- **EXERCISE DIRECTIONS**:
Pull every line that includes the word "from" out of the data below and copy it.

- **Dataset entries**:
━━━━━━━━━━━━━━━━━━━━

PR #306, opened 2016-05-10
Add tc state to the debug tar

knobunc:
Added the output from tc sub-commands to the output so we can see the traffic shaper state.


dcbw:
LGTM

PR #308, opened 2016-05-12
Remove prompts from commented examples

rhcarvalho:
Following the upstream style changes from Kubernetes and OpenShift
Origin.

See https://github.com/openshift/origin/pull/8454.


rhcarvalho:
@openshift/networking PTAL

danwinship:
OK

━━━━━━━━━━━━━━━━━━━━

- **SOLUTION**:
Added the output from tc sub-commands to the output so we can see the traffic shaper state.
Remove prompts from commented examples
Following the upstream style changes from Kubernetes and OpenShift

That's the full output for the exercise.